たとえ人類の全てを見通せたとしても、知能が5歳児であれば大した事は言えないだろう。

LLMにステップバイステップで考えさせることはできたが、神をシミュレートしてもらうとしたら、もっと膨大な段階を踏んでじっくり思考してもらう必要がありそうだ。

LLMが心の理論を獲得しつつあるという研究もある。心の理論とは他人の気持ちを推察する能力の事だ。

https://gigazine.net/news/20230210-theory-of-mind-spontaneously-language-models/

興味深いのは、同じGPT-3でも最初のdavinci-001は5歳児に満たないレベルだったのが、davinci-002になると7歳児レベル、そしてdavinci-003では9歳児レベルまで向上している。パラメータ数は同じにも拘らずこのような劇的な向上が起きている。

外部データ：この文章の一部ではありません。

PR #11223, opened 2025-09-30
feat: Make name style changes apply instantly to all citizens

haggbart:
- Name style changes now apply instantly to all existing citizens and visitors
- Added ColonyNameStyleChangedModEvent

Previously, when changing the colony name pack (e.g., from Spanish to Norse), existing citizens would keep their old names. This created an inconsistency where players could change citizen appearance instantly with texture styles, but names only updated for newly spawned citizens.

## Testing

Review please

### DIFF
--- a/src/main/java/com/minecolonies/core/colony/Colony.java
+++ b/src/main/java/com/minecolonies/core/colony/Colony.java
@@ -1939,6 +1939,14 @@ public class Colony implements IColony
     public void setNameStyle(final String style)
     {
         this.nameStyle = style;
+        for (final ICitizenData citizen : citizenManager.getCitizens())
+        {
+            citizen.regenerateName();
+        }
+        for (final ICivilianData visitor : visitorManager.getCivilianDataMap().values())
+        {
+            visitor.regenerateName();
+        }
         this.markDirty();
     }
 
--- a/src/main/java/com/minecolonies/api/colony/ICivilianData.java
+++ b/src/main/java/com/minecolonies/api/colony/ICivilianData.java
@@ -213,4 +213,19 @@ public interface ICivilianData extends ICitizen, INBTSerializable<CompoundTag>
      * @return uuid
      */
     UUID getUUID();
+
+    /**
+     * Set the name with optional preserved flag.
+     *
+     * @param name the name to set.
+     * @param isPreserved true to mark this name as preserved (from nametag or special visitor) and prevent regeneration.
+     */
+    void setName(String name, boolean isPreserved);
+
+    /**
+     * Set whether this civilian has a preserved name.
+     *
+     * @param hasPreservedName true if the name should be preserved.
+     */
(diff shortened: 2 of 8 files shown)


src/main/java/com/minecolonies/core/colony/Colony.java
```diff
@@ -1939,6 +1939,14 @@ public String getTextureStyleId()
     public void setNameStyle(final String style)
     {
         this.nameStyle = style;
+        for (final ICitizenData citizen : citizenManager.getCitizens())
```
Raycoms, line 1942: I think we need a flag for special visitors and nametag changed citizen to not change their names

Shadizar:
Is this opt in?
I'd hope existing citizens would never change automatically! I may intentionally be making a mixture colony over time and once they're present i certainly would hate them changing!

haggbart:
> Is this opt in? I'd hope existing citizens would never change automatically! I may intentionally be making a mixture colony over time and once they're present i certainly would hate them changing!

I think that's a valid concern. Makes sense to be opt-in via config to not cause any surprises.

Shadizar:
This might be a good alternative?  https://github.com/ldtteam/minecolonies-features/issues/740

So you don't get starter "wrong" names but don't also change existing ones unexpectedly

Raycoms:
Instead of opt in it could also be a button option.

Thodor12:
Yeah I'm not sure a config option is going to work for this as this is going to vary from player to player whether they want this or not.
Personally I'd say, leave this be, don't touch it, as if you really care that much you can always nametag replace the names

Raycoms:
> Yeah I'm not sure a config option is going to work for this as this is going to vary from player to player whether they want this or not. Personally I'd say, leave this be, don't touch it, as if you really care that much you can always nametag replace the names

I think a  button + manually named citizens don't change works well.

haggbart:
> This might be a good alternative? [ldtteam/minecolonies-features#740](https://github.com/ldtteam/minecolonies-features/issues/740)
> 
> So you don't get starter "wrong" names but don't also change existing ones unexpectedly

A button like @Raycoms mentioned would solve this too, as you can just change it after you start your colony :)

src/main/java/com/minecolonies/core/colony/Colony.java
haggbart: Added a TAG_PRESERVED_NAME, tested with both special visitors and nametag

haggbart:
Screenshot 2025-10-01 at 01 12 26

Something like this

Shadizar:
Very cool
Thanks for considering the options, greatly appreciated

Raycoms:
Why closed?

Thodor12:
Fork was deleted, they're recreating it?

haggbart:
No sleep, mistakes were made. I'll make a new PR referencing this one in it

ちなみに、davinci-002は001と比較すると、プログラムコードを学習させているという違いがある。また、003は002と比べると、RLHFで人間によるフィードバックを与えている。

これはLLMが意思を持ったとか、知能を持ったという話ではなくて、あくまでただ単に心の理論タスクが解けるようになったというだけだ。

しかし、今後も12歳レベル、15歳レベル、20歳レベルと向上し続けていくだろう。人間なら20歳で知能は止まってしまうが、AIは止まらないかもしれない。その先に何があるのか?

そうやっていずれLLMが十分に人間を超える知能を持っているかのように見立てられるようになった段階で、LLMは自身の中の全Webの知識を高度に駆使して、人類を操作するプレイヤー、超個体、神としての意思を語り出すのかもしれない。

[追記] bioshokさんから指摘を頂いたが、GPT-3は45TBのテキストを学習させたのではなく、その中から570GBを抽出して学習させたそうだ。LLMはデータを超圧縮できると書いていたが、570GBが360GBになるだけなら圧縮率は大した事無いのでその辺の記述を修正した。